He spent his PhD teaching machines to route traffic through optical networks. Then he pointed the same math at the one industry lawyers swore was AI-proof: patents.
Hundreds of billions of dollars move through the patent system every year. The software penetration was close to zero. Most founders looked at that and saw a graveyard of regulation and Latin. Chris Parsonson looked at it and saw an optimisation problem that nobody had bothered to solve.
“We haven't hired any sales or marketing people up to this point. All our growth has come organically by building the best product on the market.”
Walk into Solve Intelligence and the founding team reads like a UCL reunion. Chris is the CEO. His younger brother Angus runs engineering. Sanj Ahilan, who did his own machine learning PhD down the corridor, leads research. Three people who knew how to read a NeurIPS paper before they knew how to read a patent claim.
What they built is deceptively plain: an in-browser editor where a patent attorney drafts, prosecutes, and analyses intellectual property with an AI that has been trained on the specific, unforgiving grammar of patent law. Office action responses. Invention harvesting. Claim charts. Freedom-to-operate analysis. Invalidity challenges. The unglamorous machinery of a $100B+ profession.
The clients are not early-adopter hobbyists. DLA Piper. Siemens. Perkins Coie. Amgen. The kind of names that run procurement reviews and security audits before they let software near a client's portfolio. By late 2025 more than 400 IP teams across six continents were using it, with customers reporting efficiency and quality jumps of 60 to 90 percent.
In December 2025 the company closed a $40M Series B and rolled out “Charts,” a high-volume analysis tool that lets firms encode their own proprietary workflows as reusable AI styles. The pitch is no longer just “draft faster.” It is “run your whole IP practice on this.”
Bars are proportional to round size. The Series B alone more than tripled the Series A - and the company was profitable the whole way through.

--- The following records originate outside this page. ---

PR #938, opened 2022-01-24
Fix get statistics of number since last relevant

terrymyc:
This PR fixed the `get_statistics` function if no relevant prior knowledge is added when creating a new project. It is not possible to return `n_since_last_relevant` if no relevant record is provided. The dashboard analytics uses this function and may return the error.


J535D165 (approved):

J535D165:
Smart.

PR #942, opened 2022-01-27
Rephrase exploration mode banner and labeled record alert

terrymyc:
This PR rephrased the text of the exploration mode banner on the project review page and the text of the existing label alert on the record card.

image

image

### DIFF
--- a/asreview/webapp/src/StyledComponents/StyledAlert.js
+++ b/asreview/webapp/src/StyledComponents/StyledAlert.js
@@ -7,7 +7,7 @@ export function ExplorationModeRecordAlert(props) {
       severity="info"
       sx={{ borderBottomRightRadius: 0, borderBottomLeftRadius: 0 }}
     >
-      Labeled as relevant in the dataset
+      {`Labeled as ${props.label} in the dataset`}
     </Alert>
   );
 }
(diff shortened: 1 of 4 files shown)


J535D165:
Thanks, I like the wording. 

Why don't we see this prior knowledge info box on all the cards?

J535D165 (approved):

terrymyc:
> Why don't we see this prior knowledge info box on all the cards?

We didn't highlight the `irrelevant` labeled record in the beginning. So no infobox means irrelevant. It could be confusing what the labels of other cards are without infobox. But it could also be a burden that makes it difficult to quickly see which records have relevant labels in the dataset if all records have the infobox. You need to read carefully to distinguish two words `relevant` and `irrelevant`.

I think it can be explained in the documentation. This is a feature of the exploration mode.

asreview/webapp/src/StyledComponents/StyledAlert.js
```diff
@@ -7,7 +7,7 @@ export function ExplorationModeRecordAlert(props) {
       severity="info"
       sx={{ borderBottomRightRadius: 0, borderBottomLeftRadius: 0 }}
     >
-      Labeled as relevant in an earlier study
+      Labeled as relevant in the dataset
```
J535D165, line 10:
```suggestion
      Labeled as RELEVANT in the dataset
```

What about this? Then makes it easier to distinguish from "Labeled as IRRELEVANT in the dataset".

terrymyc: I prefer your initial idea. See screenshots.

Issue #920, opened 2022-01-13
API labeled_stats returns one more labeled count after creating a project


terrymyc:
For example, I labeled two priors when creating a new project; when the model has been trained and the project is ready, `labeled_stats` returns `"n": 3`. It was `"n": 2` before training the model.

J535D165:
@PeterLombaers Interesting :) This can be a lead on why things are failing.

PeterLombaers:
I think this is related to the way the stats are gathered, not the actual number of labeled items. Probably it treats a pending record as already labeled. I can check and fix it later.

PR #948, opened 2022-01-27
Fix labeled_stats

PeterLombaers:
Fix the api labeled_stats call by dropping the pending records. This should fix https://github.com/asreview/asreview/issues/920
The problem is that there are records pending a decision in the results table. It might be good to have a clear philosophy about which methods of the state return the pending records and which don't, but that is something for another pull request I'd think.


J535D165:
Thanks for the fix. I agree that we should rethink the API in relation to the pending records and makes things internally consistent. I think we should avoid the use of `get_dataset` outside the state module. This might help. In this specific case, we can have something like `get_labeled` with an extra argument to return other columns as well. `get_labeled` should never return pending (by default?).

PR #949, opened 2022-01-28
Fix invalid date in Safari

terrymyc:
This PR fixed the date display on the project table in Safari.

### DIFF
--- a/asreview/webapp/src/HomeComponents/DashboardComponents/ProjectTable.js
+++ b/asreview/webapp/src/HomeComponents/DashboardComponents/ProjectTable.js
@@ -191,7 +191,7 @@ const ProjectTable = (props) => {
    * Format date and mode
    */
   const formatDate = (datetime) => {
-    let date = new Date(datetime);
+    let date = new Date(datetime.split(" ")[0]);
     let dateString = date.toDateString().slice(4);
     let dateDisplay =
       dateString.replace(/\s+\S*$/, ",") + dateString.match(/\s+\S*$/);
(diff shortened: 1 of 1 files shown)


asreview/webapp/src/HomeComponents/DashboardComponents/ProjectTable.js
```diff
@@ -191,7 +191,7 @@ const ProjectTable = (props) => {
    * Format date and mode
    */
   const formatDate = (datetime) => {
-    let date = new Date(datetime);
+    let date = new Date(datetime.split(" ")[0]);
```
J535D165, line 194: Using `created_at_unix` instead of `datetimeCreated` might be a better fix. Unix time is easier and more efficient for storing datetime. 

https://github.com/asreview/asreview/blob/7b85eb843e17260bc3ba866be5734f170326e1e4/asreview/webapp/src/HomeComponents/DashboardComponents/ProjectTable.js#L345

asreview/webapp/src/HomeComponents/DashboardComponents/ProjectTable.js
```diff
@@ -342,8 +342,8 @@ const ProjectTable = (props) => {
                           variant="subtitle1"
                           noWrap
                         >
-                          {row["datetimeCreated"]
-                            ? formatDate(row["datetimeCreated"])
+                          {row["created_at_unix"]
+                            ? formatDate(row["created_at_unix"])
```
J535D165, line 346: Nice. 

One day we should look at property names I think. Google's style guide is nice. https://google.github.io/styleguide/jsoncstyleguide.xml#Property_Name_Guidelines

J535D165:
Thanks!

“We've never lost in a head-to-head with a competitor. Now is the right time to scale rapidly.”
Open Chris Parsonson's academic website and you will not find a word about intellectual property. You will find graph neural networks. Reinforcement learning. NP-hard discrete optimisation. Resource allocation in optical data centre networks and the scheduling of ultra-fast optical switches.
His PhD at UCL was about teaching algorithms to make brutally hard combinatorial decisions - the kind where the number of possible answers dwarfs the atoms in the observable universe - and to make them fast. He published at AAAI, NeurIPS, ICML and the optical engineering venues JLT and OFC, picked up awards, and reviewed for the same conferences. Before that he had passed through Dyson, the Alan Turing Institute, and InstaDeep, the AI lab later acquired by BioNTech.

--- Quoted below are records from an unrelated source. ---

PR #951, opened 2022-01-29
Add warning about duplicates when uploading dataset

DominiqueMaciejewski:
Added that no duplicates should be in the dataset either

### DIFF
--- a/asreview/webapp/src/ProjectComponents/SetupComponents/DataComponents/AddDataset.js
+++ b/asreview/webapp/src/ProjectComponents/SetupComponents/DataComponents/AddDataset.js
@@ -75,7 +75,8 @@ const AddDataset = (props) => {
               <code>.txt</code>) and tabular datasets (<code>.csv</code>,{" "}
               <code>.tab</code>, <code>.tsv</code>, <code>.xlsx</code>). The
               selected dataset should contain the title and abstract of each
-              record. It is highly recommended to add a dataset without duplicate records.{" "}
+              record. It is highly recommended to add a dataset without{" "}
+              duplicate records.{" "}
               <Link
                 underline="none"
                 href="https://asreview.readthedocs.io/en/latest/intro/datasets.html"
--- a/asreview/webapp/src/ProjectComponents/SetupComponents/DataComponents/AddDataset.js
+++ b/asreview/webapp/src/ProjectComponents/SetupComponents/DataComponents/AddDataset.js
@@ -75,7 +75,8 @@ const AddDataset = (props) => {
               <code>.txt</code>) and tabular datasets (<code>.csv</code>,{" "}
               <code>.tab</code>, <code>.tsv</code>, <code>.xlsx</code>). The
               selected dataset should contain the title and abstract of each
-              record. It is highly recommended to add a dataset without{" "}
+              record. To optimally benefit from the performance of the active
+              learning model, it is highly recommended to add a dataset without
               duplicate records.{" "}
               <Link
                 underline="none"
--- a/asreview/webapp/src/ProjectComponents/SetupComponents/DataComponents/AddDataset.js
+++ b/asreview/webapp/src/ProjectComponents/SetupComponents/DataComponents/AddDataset.js
@@ -75,7 +75,7 @@ const AddDataset = (props) => {
               <code>.txt</code>) and tabular datasets (<code>.csv</code>,{" "}
               <code>.tab</code>, <code>.tsv</code>, <code>.xlsx</code>). The
               selected dataset should contain the title and abstract of each
-              record.{" "}
+              record and be free of any duplicates.{" "}
               <Link
                 underline="none"
                 href="https://asreview.readthedocs.io/en/latest/intro/datasets.html"
--- a/asreview/webapp/src/ProjectComponents/SetupComponents/DataComponents/AddDataset.js
+++ b/asreview/webapp/src/ProjectComponents/SetupComponents/DataComponents/AddDataset.js
@@ -75,7 +75,7 @@ const AddDataset = (props) => {
               <code>.txt</code>) and tabular datasets (<code>.csv</code>,{" "}
               <code>.tab</code>, <code>.tsv</code>, <code>.xlsx</code>). The
               selected dataset should contain the title and abstract of each
-              record and be free of any duplicates.{" "}
+              record. It is highly recommended to add a dataset without duplicate records.{" "}
               <Link
                 underline="none"
                 href="https://asreview.readthedocs.io/en/latest/intro/datasets.html"


J535D165 (approved):

J535D165:
Thanks!

General comment (also for the other reviewers): I think it should be a recommendation. However, I'm fine to merge.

Drafting a patent is also a combinatorial problem. There is a near-infinite space of ways to phrase a claim, each with different legal consequences, and a vanishing subset that is both broad enough to be valuable and tight enough to survive challenge. A man who spent years compressing impossible search spaces into good-enough answers had, it turned out, been training for patents the whole time.
“Hundreds of billions of dollars are spent on patents every year. But there's very little software penetration in this space.”
“The long-term vision is to build the go-to AI platform to assist inventors, in-house teams, and outside counsel across every part of the patent process.”
The patent profession is one of the last large, lucrative, document-heavy industries that software mostly skipped. A patent application is a high-stakes literary form: too narrow and a competitor designs around it, too broad and an examiner rejects it or a court voids it. Every word carries legal weight, and the people writing those words bill by the hour. That combination - enormous spend, painstaking craft, almost no tooling - is exactly the gap Solve Intelligence walked into.
The product started where the pain was sharpest: drafting and prosecution, the back-and-forth between attorneys and patent offices. From there it grew outward into the full lifecycle. Invention harvesting, where raw engineering disclosures become filable claims. Office action responses, the rebuttals to an examiner's rejections. Claim charts and infringement analysis, the spreadsheets that decide litigation. Freedom-to-operate and validity work, the risk maps that tell a company whether it can ship.
Crucially, it was built for people who do not trust black boxes. Patent attorneys are trained to distrust anything they cannot verify, and to guard client confidentiality like a vow. So the platform leans on multi-source citations, sandboxed environments, and customisable models a firm can shape to its own house style - the kind of features that survive a procurement review at a firm like DLA Piper.
“Top 1% in focus and conviction.”
The most counterintuitive thing about Solve Intelligence is what it didn't do. For its first stretch it grew without a sales team and without a marketing team. The bet was simple and slightly arrogant: build something patent attorneys would rather use than not, and let the renewals do the talking. The revenue chart suggests the bet was correct.
Chris still keeps a public Google Scholar profile and an academic site listing his open-source benchmarking code. The founder of a fast-scaling company has not bothered to scrub the evidence that he used to be a researcher - because, by temperament, he still is one.